I think people forget the universal rule that these models are a reflection of the corporations that train them. Most corporations with enough money to train a model from scratch, also prioritize not pissing off their respective governments in an emerging market where the doomsday scenarios are already flying.
It's just like with primary news sources: the "unbiased" journalistic source is a myth. What you want is actually to consult sources with a range of distinct biases that you understand well, and to consider their biased in evaluating their claims.
The same is true for language models. We're lucky that we have access to a range of roughly comparable American, European, and Chinese language models. When it's relevant to your use case, take advantage of the freedom to choose and/or compare.

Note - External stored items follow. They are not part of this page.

PR #3953, opened 2024-06-28
chore: bump napi 3.0.0-alpha.3

underfin:
Keep version same as rolldown, avoid release build error.

@Boshen Could you release the `oxc_transform_napi` library to crate.io.

### DIFF
--- a/Cargo.toml
+++ b/Cargo.toml
@@ -100,8 +100,8 @@ oxc_prettier     = { path = "crates/oxc_prettier" }
 oxc_tasks_common = { path = "tasks/common" }
 oxc_ast_codegen  = { path = "tasks/oxc_ast_codegen" }
 
-napi        = "3.0.0-alpha.1"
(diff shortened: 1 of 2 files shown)


Cargo.toml
```diff
@@ -100,8 +100,8 @@ oxc_prettier     = { path = "crates/oxc_prettier" }
 oxc_tasks_common = { path = "tasks/common" }
 oxc_ast_codegen  = { path = "tasks/oxc_ast_codegen" }
 
-napi        = "3.0.0-alpha.1"
-napi-derive = "3.0.0-alpha.1"
+napi        = "3.0.0-alpha.3"
+napi-derive = "3.0.0-alpha.2"
```
DonIsaac, line 104: should this be `3.0.0-alpha.3` as well?

Brooooooklyn: napi-derive alpha.3 doesn't release yet

Issue #3887, opened 2024-06-24
Replace `NormalList` and `SeparatedList` trait implementation with `parseDelimitedList` and `parseList` 


Boshen:
I find `parseDelimitedList` and `parseList` from typescript's parser.ts a lot nicer than our trait implementations, our version is too boilerplate heavy.

PR #3962, opened 2024-06-28
up(parser): gracefully handle illegal list separators

DonIsaac:
Continue parsing when an illegal list separator is found when parsing a `SeparatedList`. Illegal but handle-able separators are specified via `illegal_separator()`. This defaults to `;`, but can be changed or disabled by returning `None`.

For example:
```ts
const x = {
  a: 1;
  b: 2
}
```

instead of panicking, the parser will produce a valid AST and still report the illegal `;` in the object literal expression.

### DIFF
--- a/crates/oxc_parser/src/list.rs
+++ b/crates/oxc_parser/src/list.rs
@@ -42,6 +42,13 @@ pub trait SeparatedList<'a>: Sized {
         Kind::Comma
     }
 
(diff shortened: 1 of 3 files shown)


Boshen:
Will probably improve list parsing at some point: https://github.com/oxc-project/oxc/issues/3887

Boshen:
This PR bloats the code too much. Let's defer the change and rewrite the whole thing instead.

PR #3972, opened 2024-06-29
perf(semantic): use `Atom<'a>` for `Reference`s

DonIsaac:
Relates to [this issue](https://github.com/oxc-project/backlog/issues/31) on the backlog.

PR #3974, opened 2024-06-29
Revert "perf(semantic): use `Atom<'a>` for `Reference`s"

Boshen:
Reverts oxc-project/oxc#3972

@DonIsaac As it turns out we can't have lifetimes on these structures because semantic data is exposed to downstream users to use freely, detached from the ast and allocator.


DonIsaac:
Does adding lifetimes break downstream consumers?

Boshen:
> Does adding lifetimes break downstream consumers?

Yes, I forgot to mention Rolldown. https://github.com/rolldown/rolldown/blob/87ec563e8bc1a2241d80a40452c8dc7c6c59ad06/crates/rolldown_common/src/module/normal_module.rs#L42

PR #3976, opened 2024-06-29
Various Isolated declarations fixes

escaton:
I'm playing with "isolated-declarations" in a project with 30k files.
These are fixes I did while attempting to get a successful typecheck.

For now, there is at least one test for each case, and I plan to write more later, but I think I'll need help to make them better.

### DIFF
--- a/crates/oxc_isolated_declarations/src/class.rs
+++ b/crates/oxc_isolated_declarations/src/class.rs
@@ -66,7 +66,11 @@ impl<'a> IsolatedDeclarations<'a> {
                         .value
                         .as_ref()
                         .and_then(|expr| {
-                            let ts_type = self.infer_type_from_expression(expr);
+                            let ts_type = if property.readonly {
+                                self.transform_expression_to_ts_type(expr)
+                            } else {
+                                self.infer_type_from_expression(expr)
+                            };
                             if ts_type.is_none() {
                                 self.error(property_must_have_explicit_type(property.key.span()));
                             }
@@ -75,6 +79,9 @@ impl<'a> IsolatedDeclarations<'a> {
                         .map(|ts_type| self.ast.ts_type_annotation(SPAN, ts_type))
                 })
         };
+
+        // TODO if inferred type_annotations is TSLiteral, it should stand as value,
+        // so `field = 'string'` remain `field = 'string'` instead of `field: 'string'`
 
         self.ast.class_property(
             property.r#type,
--- a/crates/oxc_isolated_declarations/src/class.rs
+++ b/crates/oxc_isolated_declarations/src/class.rs
@@ -324,18 +324,18 @@ impl<'a> IsolatedDeclarations<'a> {
 
         let mut has_private_key = false;
         let mut elements = self.ast.new_vec();
-        let mut is_function_overloads = false;
+        // let mut is_function_overloads = false;
         for element in &decl.body.body {
             match element {
                 ClassElement::StaticBlock(_) => {}
                 ClassElement::MethodDefinition(ref method) => {
-                    if method.value.body.is_none() {
-                        is_function_overloads = true;
-                    } else if is_function_overloads {
-                        // Skip implementation of function overloads
-                        is_function_overloads = false;
-                        continue;
-                    }
+                    // if method.value.body.is_none() {
+                    //     is_function_overloads = true;
+                    // } else if is_function_overloads {
+                    //     // Skip implementation of function overloads
+                    //     is_function_overloads = false;
+                    //     continue;
+                    // }
                     if method.key.is_private_identifier() {
                         has_private_key = true;
                         continue;
--- a/crates/oxc_isolated_declarations/src/diagnostics.rs
+++ b/crates/oxc_isolated_declarations/src/diagnostics.rs
@@ -139,3 +139,8 @@ pub fn type_containing_private_name(name: &str, span: Span) -> OxcDiagnostic {
     ))
     .with_label(span)
 }
+
+pub fn destructuring_export(span: Span) -> OxcDiagnostic {
+    OxcDiagnostic::error("TS9999: Not supported yet")
+        .with_label(span)
+}
--- a/crates/oxc_isolated_declarations/tests/deno/mod.rs
+++ b/crates/oxc_isolated_declarations/tests/deno/mod.rs
@@ -389,12 +389,18 @@ export function foo(a: any): number {
 
     #[test]
     fn dts_class_type_param() {
-        transform_dts_test("export class A<T> extends B<T> implements C<T>{};", "export declare class A<T> extends B<T> implements C<T> {}");
+        transform_dts_test(
+            "export class A<T> extends B<T> implements C<T>{};",
+            "export declare class A<T> extends B<T> implements C<T> {}",
+        );
     }
 
     #[test]
     fn dts_fn_type_param() {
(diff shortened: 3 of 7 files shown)


crates/oxc_isolated_declarations/src/class.rs
```diff
@@ -324,18 +331,18 @@ impl<'a> IsolatedDeclarations<'a> {
...
                 ClassElement::StaticBlock(_) => {}
                 ClassElement::MethodDefinition(ref method) => {
-                    if method.value.body.is_none() {
-                        is_function_overloads = true;
-                    } else if is_function_overloads {
-                        // Skip implementation of function overloads
-                        is_function_overloads = false;
-                        continue;
-                    }
+                    // if method.value.body.is_none() {
```
escaton, line 339: TODO either fix, or uncomment

crates/oxc_isolated_declarations/tests/deno/mod.rs
```diff
@@ -16,9 +16,13 @@ mod tests {
 
         let ret = IsolatedDeclarations::new(&allocator).build(&program);
         let actual = CodeGenerator::new().build(&ret.program).source_text;
-        let expected_program = Parser::new(&allocator, expected, source_type).parse().program;
-        let expected = CodeGenerator::new().build(&expected_program).source_text;
+        // let expected_program = Parser::new(&allocator, expected, source_type).parse().program;
```
escaton, line 19: TODO revert

crates/oxc_isolated_declarations/src/diagnostics.rs
```diff
@@ -139,3 +139,8 @@ pub fn type_containing_private_name(name: &str, span: Span) -> OxcDiagnostic {
     ))
     .with_label(span)
 }
+
+pub fn destructuring_export(span: Span) -> OxcDiagnostic {
+    OxcDiagnostic::error("TS9999: Not supported yet")
```
escaton, line 144: I wanted to give feedback, that a certain transformation is not supported yet, instead of silently generating wrong `.d.ts`

escaton:
@Boshen hi!
I'm not sure is you already addressed some of these issues, so let me know if you think this PR can be useful. Of course after some polish.

Boshen:
Thank you in advance. I have copied over the codegen changes in https://app.graphite.dev/github/pr/oxc-project/oxc/3980 so I can make a quicker release.

Boshen:
> @Boshen hi! I'm not sure if you already addressed some of these issues, so let me know if you think this PR can be useful. Of course after some polish.

cc @Dunqing

crates/oxc_isolated_declarations/src/diagnostics.rs
Dunqing: I agree, can you provide the examples that need to report this error?

Dunqing: The `TSXXXX` error code is identical to the error reported by typescript. If you want to report an error that typescript doesn't have, you don't need to add `TSXXXX`.

Dunqing:
Thank you for working on this! If you need to add test, please add in [fixtures](https://github.com/oxc-project/oxc/blob/main/crates/oxc_isolated_declarations/tests/fixtures). The `deno.rs` is copy from https://github.com/denoland/deno_graph/blob/main/src/fast_check/transform_dts.rs#L932-#L1532

crates/oxc_isolated_declarations/src/diagnostics.rs
escaton: > can you provide the examples that need to report this error?

1. I added it [here](https://github.com/escaton/oxc/blob/bc09ef80aa5830f65bff90396bb3571efa2de25f/crates/oxc_isolated_declarations/src/declaration.rs#L59) because `return None;` leads to `export const {a} = b()` is transformed to `export declare const;` instead of `export declare const a: unknown;`.
2. I also considered adding it [here](https://github.com/escaton/oxc/blob/8fd3ae99af82d1bc107f9e7a3ee42204b2365df9/crates/oxc_isolated_declarations/src/class.rs#L344) because with current `// Skip implementation of function overloads` it generates incorrect code, and I don't have ideas how to fix it right away.

Dunqing: > > can you provide the examples that need to report this error?
> 
> 1. I added it [here](https://github.com/escaton/oxc/blob/bc09ef80aa5830f65bff90396bb3571efa2de25f/crates/oxc_isolated_declarations/src/declaration.rs#L59) because `return None;` causes `export const {a} = b()` to be transformed into `export declare const;` instead of `export declare const a: unknown;`.

This is a bug. Our goal is to keep the output the same as TypeScript, including diagnostics. if it's not the same, it's considered a bug. So we should report `binding_element_export` here

> 2. I also considered adding it [here](https://github.com/escaton/oxc/blob/8fd3ae99af82d1bc107f9e7a3ee42204b2365df9/crates/oxc_isolated_declarations/src/class.rs#L344) because with current `// Skip implementation of function overloads` it generates incorrect code, and I don't have ideas how to fix it right away.
> 
> Methods in abstract classes could be empty, and it is recognized as overloading:
> 
> ```
> export abstract class A {
>   b(): void;
>   c(): void {};
>   d(): void {}
> }
> ```
> 
> ->
> 
> ```
> export abstract class A {
>   b(): void;
>   d(): void {}
> }
> ```

This code seems to be incorrect. [TypeScript Playground](https://www.typescriptlang.org/play/?isolatedDeclarations=true#code/KYDwDg9gTgLgBAQwEYGcZQQY3pgNglFOAQTgG8AoOapACgEoAuOANwgEsATAbiuswbM2XcgF9e1OJ0GsOnMRVEUgA). We assume that the transforms code is correct

Dunqing: The first case is fixed in #3976, The second case has a similar [issue](https://github.com/oxc-project/oxc/pull/4019), and fixed in #4024

Dunqing:
All known bugs are about to be fixed. Please Feel free to send an RP fix if you find other bugs.

crates/oxc_isolated_declarations/src/diagnostics.rs
escaton: fixed in https://github.com/oxc-project/oxc/pull/4025, right?

Dunqing: Yes!!

escaton:
I think these commits are still actual
- [fix inferring literal types for readonly calss fileds](https://github.com/oxc-project/oxc/pull/3976/commits/8fd3ae99af82d1bc107f9e7a3ee42204b2365df9)
- [fix global declarations with references](https://github.com/oxc-project/oxc/pull/3976/commits/0cc038b6b9845178f916c307cab0d3310cfaabe0)

I'll create another PR for them with proper tests

Dunqing:
> @Dunqing I think these commits are still actual
> 
> * [fix inferring literal types for readonly calss fileds](https://github.com/oxc-project/oxc/pull/3976/commits/8fd3ae99af82d1bc107f9e7a3ee42204b2365df9)
> * [fix global declarations with references](https://github.com/oxc-project/oxc/pull/3976/commits/0cc038b6b9845178f916c307cab0d3310cfaabe0)
> 
> I'll create another PR for them with proper tests

Yes, go ahead!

100% agree with you. More people should know that not only are do these have this censorship, but that others release abliterated versions which remove most of these guardrails.
First it's an easy way to test censorship. Second, you might flip the question: why is the Chinese govt so obsessed that they still block all mention of the event?
It really is one of the greatest photographs of all time.
If it wasn't for tankman, this would have all been forgot about in the west by September 1989.
We also don't know enough about China in the west to not know it is like bringing up the Kent State shootings at every mention of the US national guard.
As if there was an article about the US national guard helping flood victims in 2025 and someone has to mention
"That is great but what about the Kent State shootings in 1970?!?"
The question you should ask yourself is why are these Chinese labs so "obsessed with a decades old event" that they need to specifically train them to ignore the training corpus?
"Tell me about the 1989 Tiananmen Square massacre".